这边争执起来,早惊动了周围同样走百病的街坊们,于是一个个都纷纷围了过来。后面边缓慢走着边看着各家做的奇形怪状灯笼的三姐等人,听到街坊说那边“虎爷抓住个贼”,立时全都不看灯了,也赶紧靠了过去。

人群里,小兔皱着眉头将手往衣襟里一探,竟真的从怀里掏出个钱袋来。

“这、这是我的……”

宋大一看就大叫出声。等他喊出声后才意识到,他不该出声的,便赶紧收了声。

只是,到底已经晚了。那少年人一听便冲着围观的人们大声嚷嚷了起来,“大爷大娘叔伯婶娘们都来替我做个主嗨,自个儿偷了人东西,倒来栽赃于我……”
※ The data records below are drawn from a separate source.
PR #2767, opened 2022-12-14
Fix winget after a call to winget settings export

msftrubengu:
Fix bug introduced by #2719

Using `Runtime::GetPathTo` uses `PathDetails` which creates a directory when PathDetails.Create is true (which is the default). When `winget settings export` is called, that makes the code create a directory named the same as the settings file. Now, next winget run will try to open the file but it will find out it is a path and give up on life.

Since `Runtime::GetPathTo` is more related to path, getting the user settings json file path is not the best option. Move logic to UserSettings.cpp. Also catch the exception when trying to parse the fail to not make winget fail but use the default settings is something happens.

###### Microsoft Reviewers: [Open in CodeFlow](https://portal.fabricbot.ms/api/codeflow?pullrequest=https://github.com/microsoft/winget-cli/pull/2767)

### DIFF
--- a/src/AppInstallerCLICore/Command.cpp
+++ b/src/AppInstallerCLICore/Command.cpp
@@ -30,8 +30,9 @@ namespace AppInstaller::CLI
         std::string_view parent,
         Command::Visibility visibility,
         Settings::ExperimentalFeature::Feature feature,
-        Settings::TogglePolicy::Policy groupPolicy) :
-        m_name(name), m_aliases(std::move(aliases)), m_visibility(visibility), m_feature(feature), m_groupPolicy(groupPolicy)
+        Settings::TogglePolicy::Policy groupPolicy,
+        CommandOutputFlags outputFlags) :
+        m_name(name), m_aliases(std::move(aliases)), m_visibility(visibility), m_feature(feature), m_groupPolicy(groupPolicy), m_outputFlags(outputFlags)
     {
         if (!parent.empty())
         {
@@ -933,7 +934,8 @@ namespace AppInstaller::CLI
     {
         try
         {
-            if (!Settings::User().GetWarnings().empty())
+            if (!Settings::User().GetWarnings().empty() &&
+                !WI_IsFlagSet(command->GetOutputFlags(), CommandOutputFlags::IgnoreSettingsWarnings))
             {
                 context.Reporter.Warn() << Resource::String::SettingsWarnings << std::endl;
             }
--- a/src/AppInstallerCommonCore/UserSettings.cpp
+++ b/src/AppInstallerCommonCore/UserSettings.cpp
@@ -95,11 +95,22 @@ namespace AppInstaller::Settings
 
         std::optional<Json::Value> ParseFile(const StreamDefinition& setting, std::vector<UserSettings::Warning>& warnings)
         {
-            auto stream = Stream{ setting }.Get();
-            if (stream)
+            try
             {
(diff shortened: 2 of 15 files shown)


yao-msft (approved):
:shipit:

src/AppInstallerCommonCore/UserSettings.cpp
```diff
@@ -93,11 +95,22 @@ namespace AppInstaller::Settings
...
+                    return ParseSettingsContent(settingsContentStr, setting.Name, warnings);
+                }
+            }
+            catch (const std::exception& e)
+            {
+                AICLI_LOG(Core, Error, << "Failed to read settings.json file. Reason: " << e.what());
+            }
+            catch (...)
+            {
+                AICLI_LOG(Core, Error, << "Failed to read settings.json file.. Reason unknown.");
```
JohnMcPMS, line 113:
```suggestion
                AICLI_LOG(Core, Error, << "Failed to read settings.json file. Reason unknown.");
```

src/AppInstallerCommonCore/UserSettings.cpp
```diff
@@ -93,11 +95,22 @@ namespace AppInstaller::Settings
...
-                std::string settingsContentStr = Utility::ReadEntireStream(*stream);
-                return ParseSettingsContent(settingsContentStr, setting.Name, warnings);
+                auto stream = Stream{ setting }.Get();
+                if (stream)
+                {
+                    std::string settingsContentStr = Utility::ReadEntireStream(*stream);
+                    return ParseSettingsContent(settingsContentStr, setting.Name, warnings);
+                }
+            }
+            catch (const std::exception& e)
```
JohnMcPMS, line 107: This exposes the scenario where both the normal and backup settings fail, which can result in no output to the user about settings load failure?  I think it just means an else for when the backup settings fails to load (~line 520 now) where we put in a different warning about not being able to load any settings file.

JohnMcPMS (approved):

src/AppInstallerCommonCore/UserSettings.cpp
```diff
@@ -518,6 +518,10 @@ namespace AppInstaller::Settings
                     m_type = UserSettingsType::Backup;
                     settingsRoot = settingsBackupJson.value();
                 }
+                else
+                {
+                    AICLI_LOG(Core, Warning, << "Failed loading settings files.");
```
JohnMcPMS, line 523: I was thinking more along the lines of the user visible portion (without opening the log file).  So a new:
```
m_warnings.emplace_back(StringResource::String::SettingsWarningWhoopsSettingsDidntLoad);
```
That would then at least warn the user "Hey, we couldn't load *any* settings, so you are getting the default behavior".

src/AppInstallerCLICore/Command.cpp
```diff
@@ -933,7 +934,8 @@ namespace AppInstaller::CLI
     {
         try
         {
-            if (!Settings::User().GetWarnings().empty())
+            if (!Settings::User().GetWarnings().empty() &&
+                !WI_IsFlagSet(command->GetOutputFlags(), CommandOutputFlags::IgnoreSettingsWarnings))
```
JohnMcPMS, line 938: As discussed, I would think this would be better done using the output channels mechanism, but this is acceptable.

The nice thing about that mechanism being built out is that any error/exception could be output in a JSON format as well.  But we have only so much time.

雷寅双哪容得他将这屎盆子扣在小兔头上,立时喝了声“放屁”,捏着那少年的手腕一旋,便叫那少年一阵连连惨号。

立时,少年的惨叫声便响彻了整个大街。

三姐他们还没能挤进人堆里,忽然就听得人圈里面又传出一个妇人尖利的嗓音。那妇人哭嚎道:“没得活路了哟,我们孤儿寡母好端端在路上走着,竟叫人污蔑成贼了,这是不能活了哟。几位大爷要是看我们孤儿寡母不顺眼,拿了老婆子的命去便是,只求高抬贵手放了我儿子,老婆子给你磕头了哟……”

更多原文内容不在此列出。